PR #268, opened 2019-05-18
improve coverage

sjaeckel:
I've noticed that the test-case for balanced multiplication wasn't hit anymore (or probably never? :-D ).

While looking at the coverage results I added some trivial ones ~~and I think I found an inconsistency... nothing bad but it still stood out while looking at the code...~~

~~[mp_prime_rabin_miller_trials:38](https://github.com/libtom/libtommath/blob/develop/bn_mp_prime_rabin_miller_trials.c#L38) leads to 2 MR trials for numbers > 4096 bits~~

~~@czurnieden is that change fine that not only 4096bit sized numbers only have to do 1 MR but also numbers >4096bits?~~ 

moved to #269

### DIFF
--- a/demo/test.c
+++ b/demo/test.c
@@ -29,9 +29,11 @@ static unsigned long ulabs(long x)
 static int test_trivial_stuff(void)
 {
    mp_int a, b, c, d;
-   if (mp_init_multi(&a, &b, &c, &d, NULL)!= MP_OKAY) {
+   mp_err e;
+   if ((e = mp_init_multi(&a, &b, &c, &d, NULL)) != MP_OKAY) {
       return EXIT_FAILURE;
    }
+   (void)mp_error_to_string(e);
 
    /* a: 0->5 */
    mp_set_int(&a, 5uL);
@@ -87,10 +89,45 @@ static int test_trivial_stuff(void)
    mp_set_int(&c, 7uL);
    mp_exptmod(&a, &b, &c, &d);
 
+   if (mp_iseven(&a) == mp_isodd(&a)) {
+      goto LBL_ERR;
+   }
+
    mp_clear_multi(&a, &b, &c, &d, NULL);
    return EXIT_SUCCESS;
 LBL_ERR:
    mp_clear_multi(&a, &b, &c, &d, NULL);
+   return EXIT_FAILURE;
+}
+
+static int test_mp_fread_fwrite(void)
+{
+   mp_int a, b;
+   mp_err e;
+   FILE *tmp = NULL;
+   if ((e = mp_init_multi(&a, &b, NULL)) != MP_OKAY) {
+      return EXIT_FAILURE;
+   }
+
+   mp_set_int(&a, 123456uL);
+   tmp = tmpfile();
+   if ((e = mp_fwrite(&a, 64, tmp)) != MP_OKAY) {
+      goto LBL_ERR;
+   }
+   rewind(tmp);
+   if ((e = mp_fread(&b, 64, tmp)) != MP_OKAY) {
+      goto LBL_ERR;
+   }
+   if (mp_get_int(&b) != 123456uL) {
+      goto LBL_ERR;
+   }
+   fclose(tmp);
+
+   mp_clear_multi(&a, &b, NULL);
+   return EXIT_SUCCESS;
+LBL_ERR:
+   if (tmp != NULL) fclose(tmp);
+   mp_clear_multi(&a, &b, NULL);
    return EXIT_FAILURE;
 }
 
@@ -841,7 +878,7 @@ static int test_mp_prime_is_prime(void)
 {
    int ix;
    mp_err err;
-   mp_bool cnt;
+   mp_bool cnt, fu;
 
    mp_int a, b;
    if (mp_init_multi(&a, &b, NULL)!= MP_OKAY) {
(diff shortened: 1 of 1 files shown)


demo/test.c
```diff
@@ -1822,10 +1848,13 @@ static int test_s_mp_balance_mul(void)
    if ((e = mp_read_radix(&b, nb, 64)) != MP_OKAY) {
       goto LTM_ERR;
    }
+   kara = MP_KARATSUBA_MUL_CUTOFF;
+   MP_KARATSUBA_MUL_CUTOFF = b.used-2;
 
    if ((e = mp_mul(&a, &b, &c)) != MP_OKAY) {
```
minad: Could you please just call s_mp_balance_mul here (instead of changing the cutoffs)? This coverage issue you discovered is exactly what I meant, when I said the tests are not robust written like this.

And now that we have tommath_private.h included,  if we call s_mp_balance_mul directly, the issue is just gone :)

demo/test.c
```diff
@@ -87,6 +90,24 @@ static int test_trivial_stuff(void)
    mp_set_int(&c, 7uL);
    mp_exptmod(&a, &b, &c, &d);
 
+   mp_set_int(&a, 123456uL);
+   tmp = tmpfile();
+   if ((e = mp_fwrite(&a, 64, tmp)) != MP_OKAY) {
+      goto LBL_ERR;
+   }
+   rewind(tmp);
+   if ((e = mp_fread(&b, 64, tmp)) != MP_OKAY) {
```
minad: Even if these are trivial tests, could you move them to their own test_* functions please?

bn_mp_prime_rabin_miller_trials.c
```diff
@@ -35,7 +35,7 @@ int mp_prime_rabin_miller_trials(int size)
          return (x == 0) ? sizes[0].t : sizes[x - 1].t;
       }
    }
-   return sizes[x-1].t + 1;
+   return sizes[x-1].t;
```
minad: Is this is the inconsistency? I cannot judge this since I never looked into those prime tests. Ping @czurnieden?

demo/test.c
sjaeckel: > the issue is just gone

until we have proper symbol hiding activated and then we have an entirely new problem

demo/test.c
```diff
@@ -902,6 +923,10 @@ static int test_mp_prime_is_prime(void)
       if (cnt == MP_NO) {
          printf("\nsub is not prime!\n");
       }
+      mp_prime_frobenius_underwood(&b, &fu);
+      if (fu == MP_NO) {
+         printf("\nfrobenius-underwood says sub is not prime!\n");
```
minad: Uuh or are the different tests inconsistent?

sjaeckel: nope, not that I've noticed, it's just that `mp_prime_frobenius_underwood()` was never called in the default configuration

minad:
@sjaeckel Maybe split this PR in two if there is an issue with the prime tests, which needs more work? 
balance_mul and the testing stuff looks good modulo nitpicks.

demo/test.c
minad: For now we don't have that issue. I will fix the building issues when the symbols are hidden, by doing a special test library with unhidden symbols. The test suite already accesses s_functions (jenkins).

demo/test.c
sjaeckel: fine like that?

minad: Not that it matters, but there are missing fcloses.

minad: Besides that :+1:

sjaeckel: better?

sjaeckel:
split into two PR's as they're independent

czurnieden:
`mp_prime_rabin_miller_trials` returns `39` in that special case which is too much for 8-bit. The test for `t > MP_PRIME_SIZE` fails because `MP_PRIME_SIZE` is only `31` for `MP_8BIT`.

There are many places available to repair/work-around that. Any preferences?

minad:
@sjaeckel Why is this failing? Maybe move all the prime sieve stuff to #269. Then balanced mul and fread/fwrite tests can already be merged.

czurnieden:
> Why is this failing?

I tried to explain it?

minad:
@czurnieden Sorry, I didn't read your explanation first because I thought you commented here instead of in #269. I thought @sjaeckel moved all the "critical" stuff to #269.

czurnieden:
> Sorry, I didn't read your explanation first because I thought you commented here instead of in #269

I think I slowly grasp github's UI/UX but you're right, of course, to be still sceptical ;-)

But now that I have you: do you think it is enough to just delete the first test (could be done in this PR) or get rid of the second part, too (needs more work, including change of documentation, hence its own PR)?

minad:
> But now that I have you: do you think it is enough to just delete the first test (could be done in this PR) or get rid of the second part, too (needs more work, including change of documentation, hence its own PR)?

Hmm, I am not sure I really got you. Do you want to get rid of this ltm_primetab division test and replace it with your sieve? Then the specific ltm_primetab tests can go to (what you wrote under Edit II).

sjaeckel:
> I thought @sjaeckel moved all the "critical" stuff to #269.

Sorry, I thought so too :-) ... fixed now

czurnieden:
> Hmm, I am not sure I really got you.

Then let me assure you: you didn't&mdash;it seems as if I was not able to explain it with words.
So let me express myself in code.
Two PRs, one to repair the failure <del>here</del>in #269, one explaining what I meant.
(may take some time, am on an old laptop now that isn't the fastest)

minad:
>  Then let me assure you: you didn't—it seems as if I was not able to explain it with words. So let me express myself in code. Two PRs, one to repair the failure herein #269, one explaining what I meant. (may take some time, am on an old laptop now that isn't the fastest)

Thanks! That's better. I'll add a comment in #272.

PR #269, opened 2019-05-18
do 2 MR rounds for numbers >=2048bits

sjaeckel:
While looking at the coverage results in #268 I think I found an inconsistency... nothing bad but it still stood out while looking at the code...

[mp_prime_rabin_miller_trials:38](https://github.com/libtom/libtommath/blob/develop/bn_mp_prime_rabin_miller_trials.c#L38) leads to 2 MR trials for numbers > 4096 bits

@czurnieden is that change fine that not only 4096bit sized numbers only have to do 1 MR but also numbers >4096bits?

**Edit**: changed to do always at least 2 Rounds

### DIFF
--- a/bn_mp_prime_is_prime.c
+++ b/bn_mp_prime_is_prime.c
@@ -25,11 +25,6 @@ mp_err mp_prime_is_prime(const mp_int *a, int t, mp_bool *result)
    /* default to no */
    *result = MP_NO;
 
-   /* valid value of t? */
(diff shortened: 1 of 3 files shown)


czurnieden:
> is that change fine that not only 4096bit sized numbers only have to do 1 MR but also numbers >4096bits?

Yes.

But now that I think about it: that is the theoretical value. Carefully calculated but still only a theoretical value.
Could we set the minimum to (2) two to sooth my conscience?

PR #270, opened 2019-05-19
Macro fixes

minad:
Some minor things regarding macros in deprecated.c etc.

### DIFF
--- a/.gitignore
+++ b/.gitignore
@@ -86,3 +86,5 @@ test_*.txt
 *.asc
 *.tar.xz
 *.zip
+
+doc/pics/*.ps
--- a/bn_deprecated.c
+++ b/bn_deprecated.c
@@ -116,7 +116,7 @@ mp_err mp_toom_sqr(const mp_int *a, mp_int *b)
    return s_mp_toom_sqr(a, b);
 }
 #endif
-#ifdef BN_REVERSE_C
+#ifdef S_MP_REVERSE_C
 void bn_reverse(unsigned char *s, int len)
 {
    s_mp_reverse(s, len);
--- a/bn_deprecated.c
+++ b/bn_deprecated.c
@@ -2,14 +2,8 @@
 #ifdef BN_DEPRECATED_C
 /* LibTomMath, multiple-precision integer library -- Tom St Denis */
 /* SPDX-License-Identifier: Unlicense */
-/* LibTomMath, multiple-precision integer library -- Tom St Denis */
 
-/* SPDX-License-Identifier: Unlicense */
-#include <tommath_private.h>
 #ifdef BN_MP_GET_BIT_C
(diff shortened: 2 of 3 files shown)


minad:
@sjaeckel Do you agree with the changes here. This is miscellaneous stuff I couldn't fit anywhere else. But some of the BN_* macros in deprecated were wrong before.

doc/tommath.src
```diff
@@ -5986,8 +5949,6 @@ are congruent to one modulo four, otherwise it evaluates to negative one.
 By step nine if $a'$ does not equal one a recursion is required.  Step 9.1 computes $p' \equiv p \mbox{ (mod }a'\mbox{)}$ and will recurse to compute
 $\left ( {p' \over a'} \right )$ which is multiplied against the current Jacobi product.
 
-EXAM,bn_mp_jacobi.c
```
sjaeckel: I really don't like how the book is torn apart... we should probably remove it entirely since it won't be updated... another option would be to fix those parts, but I'm not sure if it's worth the effort.

minad: Yes, I would probably remove it and freeze it. It is a nice thing but it seems tommath diverged quite a bit already from what it was in the beginning. It is still useful as a reference.

minad: The thing is - the functions I was touching until now were quite trivial. But this more complicated number theoretic stuff @czurnieden is doing really needs docs.

minad: @sjaeckel I removed the doc changes for now.

sjaeckel: > The thing is - the functions I was touching until now were quite trivial

this applies to my changes as well...

> But this more complicated number theoretic stuff @czurnieden is doing really needs docs.

@czurnieden already updates the regular documentation... I don't know if this book should be updated as well... probably @czurnieden can answer this?

minad: I don't get what you mean by regular docs vs book. I think the book is the docs - at least this is what I touched for example in #279 too, when @czurnieden asked for docs.

sjaeckel: > You mean bn.tex vs tommath.src?

yep

minad: Let's make this compromise:

* We don't touch the book tommath.src/tex except for making sure that it compiles (Right now it does not)
* We update bn.tex

sjaeckel: I would say

* We remove the book, since a compiling, but not up-to-date book doesn't help
* We update bn.tex

I'd go then and make a build of the latest up-to-date version of the book and add that one on the libtommath page

minad: That's also ok I guess.

sjaeckel: > That's also ok I guess.

deal!

@czurnieden should be fine with this as well, as he was also updating bn.tex all the time

PR #279, opened 2019-05-20
deprecate mp_tc_(and|or|xor) in favor of mp_(and|or|xor)

minad:
deprecate mp_tc_(and|or|xor) in favor of mp_(and|or|xor)

* same behavior for positive numbers
* generalisation for negative numbers, treating them as two complement
* improve algorithm, iterate once over the digits, manually perform two complement
* simplify mp_add_d, mp_sub_d
* functions are safe in case of a==c or b==c
* renamed mp_tc_div_2d to mp_signed_rsh (signed right shift)


minad:
@czurnieden we could also deprecate mp_tc_x in favor of mp_x with changed behavior for negative mp_ints. I think that would be ok since no one uses mp_x on negative numbers.
I would also prefer that to be honest.

minad:
Another option would be to name all the bitwise functions mp_bit_x?

minad:
@czurnieden I changed the PR here - all bitwise functions are called mp_bit_x now. I think the names are much nicer like this. Also `mp_tc_div_2d` didn't make much sense as a name. It is a sign extending right shift. Furthermore I updated the docs. Do you agree with these changes?

sjaeckel:
I also ask myself if there's even one user who depends on the old functions' behavior of negative numbers... I can't imagine as that was pretty useless, so I'd say we should use the old names!

minad:
Ok good! I will change everything to the old names then. No unnecessary _bit_ in the name.

minad:
@sjaeckel @nijtmans updated to old names

PR #585, opened 2025-01-30
Generate import library in CMake

paperchalice:
CMake supports `.def` as input to generate import library.


paperchalice:
BTW, cmake supports export symbols automatically (https://www.kitware.com/create-dlls-on-windows-without-declspec-using-new-cmake-export-all-feature/), but it exports some unexpected functions...

sjaeckel:
Huh, why closed?

paperchalice:
Oops, I mistakenly closed this PR when I was cleaning my forks... I opened #589 now.

PR #597, opened 2026-04-20
Check size of argument

### LINKED ISSUE #595: mp_from_sbin size check
mp_err mp_from_sbin(mp_int *a, const uint8_t *buf, size_t size)

Any call with size <= 0 through this API may exhaust process memory

Suggest to return early if size <= 0

czurnieden:
An input of `size == 0` will cause a wrap-around when a one is subtracted later which itself will grab a very large amount of memory.


sjaeckel (approved):

sjaeckel:
Thanks! :)

PR #104, opened 2022-03-24
Add a basic docc bundle for generating documentation

phausler:
This has a fancy pants work-around from @ethan-kusters and @franklinsch. It gives us a full top level intro with a listing of extensions first and then global functions next.

### DIFF
--- a/bin/update-gh-pages-documentation-site
+++ b/bin/update-gh-pages-documentation-site
@@ -1,0 +1,68 @@
+#!/bin/bash
+#
+# This source file is part of the Swift.org open source project
+#
+# Copyright (c) 2022 Apple Inc. and the Swift project authors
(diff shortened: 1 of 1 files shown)


ethan-kusters:
@phausler we had to avoid the Swift-DocC Plugin dependency in the SymbolKit repo as well. Here's how we worked around the issue: https://github.com/apple/swift-docc-symbolkit/blob/main/bin/update-gh-pages-documentation-site.


Another alternative might be something like:

```swift
if ProcessInfo.processInfo.environment["BUILDING_FOR_DOCUMENTATION_GENERATION"] != nil {
    package.dependencies += [
        .package(url: "https://github.com/apple/swift-docc-plugin", from: "1.0.0"),
    ]
}
```

phausler:
oh that is a good idea. I will tinker with that.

→ **TASK BRIEF**: Using the material above, quote the first line and each line after it, stopping at and including the line that holds "While looking at the coverage results I added".

→ **YOUR SOLUTION**:
PR #268, opened 2019-05-18
improve coverage

sjaeckel:
I've noticed that the test-case for balanced multiplication wasn't hit anymore (or probably never? :-D ).

While looking at the coverage results I added some trivial ones ~~and I think I found an inconsistency... nothing bad but it still stood out while looking at the code...~~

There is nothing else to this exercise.